What to work on. All of the entries must be output exactly as they are.

(Stored items)
========
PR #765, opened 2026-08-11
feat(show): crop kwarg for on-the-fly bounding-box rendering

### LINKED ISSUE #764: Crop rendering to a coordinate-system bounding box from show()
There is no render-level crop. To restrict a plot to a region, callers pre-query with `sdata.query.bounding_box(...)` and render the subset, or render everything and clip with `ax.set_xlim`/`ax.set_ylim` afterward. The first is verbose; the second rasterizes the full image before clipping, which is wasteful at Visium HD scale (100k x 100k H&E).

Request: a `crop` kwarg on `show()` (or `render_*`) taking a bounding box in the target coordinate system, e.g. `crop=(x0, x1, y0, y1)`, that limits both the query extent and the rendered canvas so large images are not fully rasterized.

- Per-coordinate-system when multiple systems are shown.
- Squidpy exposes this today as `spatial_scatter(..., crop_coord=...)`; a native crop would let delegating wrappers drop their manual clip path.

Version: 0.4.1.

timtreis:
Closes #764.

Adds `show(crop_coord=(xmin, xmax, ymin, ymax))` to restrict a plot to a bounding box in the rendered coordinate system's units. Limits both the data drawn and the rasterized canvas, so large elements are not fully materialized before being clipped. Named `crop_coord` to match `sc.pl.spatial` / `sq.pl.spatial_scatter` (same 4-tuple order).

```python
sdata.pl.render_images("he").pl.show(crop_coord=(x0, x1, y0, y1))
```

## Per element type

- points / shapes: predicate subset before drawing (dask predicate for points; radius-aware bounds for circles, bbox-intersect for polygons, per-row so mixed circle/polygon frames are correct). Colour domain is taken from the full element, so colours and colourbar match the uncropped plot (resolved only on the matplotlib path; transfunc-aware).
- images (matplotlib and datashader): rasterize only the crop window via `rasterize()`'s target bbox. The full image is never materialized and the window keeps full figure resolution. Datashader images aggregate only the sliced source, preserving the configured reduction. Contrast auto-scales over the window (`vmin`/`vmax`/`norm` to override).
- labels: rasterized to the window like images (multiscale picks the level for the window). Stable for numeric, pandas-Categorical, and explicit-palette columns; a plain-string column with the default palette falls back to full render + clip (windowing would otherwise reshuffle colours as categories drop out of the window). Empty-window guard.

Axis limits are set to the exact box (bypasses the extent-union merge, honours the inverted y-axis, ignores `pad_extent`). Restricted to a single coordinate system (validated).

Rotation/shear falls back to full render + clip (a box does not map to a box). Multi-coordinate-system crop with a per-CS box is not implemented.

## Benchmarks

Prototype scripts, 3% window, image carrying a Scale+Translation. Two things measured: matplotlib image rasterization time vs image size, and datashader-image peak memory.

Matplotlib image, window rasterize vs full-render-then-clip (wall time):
========
Solution for this exercise.
PR #765, opened 2026-08-11
feat(show): crop kwarg for on-the-fly bounding-box rendering

### LINKED ISSUE #764: Crop rendering to a coordinate-system bounding box from show()
There is no render-level crop. To restrict a plot to a region, callers pre-query with `sdata.query.bounding_box(...)` and render the subset, or render everything and clip with `ax.set_xlim`/`ax.set_ylim` afterward. The first is verbose; the second rasterizes the full image before clipping, which is wasteful at Visium HD scale (100k x 100k H&E).

Request: a `crop` kwarg on `show()` (or `render_*`) taking a bounding box in the target coordinate system, e.g. `crop=(x0, x1, y0, y1)`, that limits both the query extent and the rendered canvas so large images are not fully rasterized.

- Per-coordinate-system when multiple systems are shown.
- Squidpy exposes this today as `spatial_scatter(..., crop_coord=...)`; a native crop would let delegating wrappers drop their manual clip path.

Version: 0.4.1.

timtreis:
Closes #764.

Adds `show(crop_coord=(xmin, xmax, ymin, ymax))` to restrict a plot to a bounding box in the rendered coordinate system's units. Limits both the data drawn and the rasterized canvas, so large elements are not fully materialized before being clipped. Named `crop_coord` to match `sc.pl.spatial` / `sq.pl.spatial_scatter` (same 4-tuple order).

```python
sdata.pl.render_images("he").pl.show(crop_coord=(x0, x1, y0, y1))
```

## Per element type

- points / shapes: predicate subset before drawing (dask predicate for points; radius-aware bounds for circles, bbox-intersect for polygons, per-row so mixed circle/polygon frames are correct). Colour domain is taken from the full element, so colours and colourbar match the uncropped plot (resolved only on the matplotlib path; transfunc-aware).
- images (matplotlib and datashader): rasterize only the crop window via `rasterize()`'s target bbox. The full image is never materialized and the window keeps full figure resolution. Datashader images aggregate only the sliced source, preserving the configured reduction. Contrast auto-scales over the window (`vmin`/`vmax`/`norm` to override).
- labels: rasterized to the window like images (multiscale picks the level for the window). Stable for numeric, pandas-Categorical, and explicit-palette columns; a plain-string column with the default palette falls back to full render + clip (windowing would otherwise reshuffle colours as categories drop out of the window). Empty-window guard.

Axis limits are set to the exact box (bypasses the extent-union merge, honours the inverted y-axis, ignores `pad_extent`). Restricted to a single coordinate system (validated).

Rotation/shear falls back to full render + clip (a box does not map to a box). Multi-coordinate-system crop with a per-CS box is not implemented.

## Benchmarks

Prototype scripts, 3% window, image carrying a Scale+Translation. Two things measured: matplotlib image rasterization time vs image size, and datashader-image peak memory.

Matplotlib image, window rasterize vs full-render-then-clip (wall time):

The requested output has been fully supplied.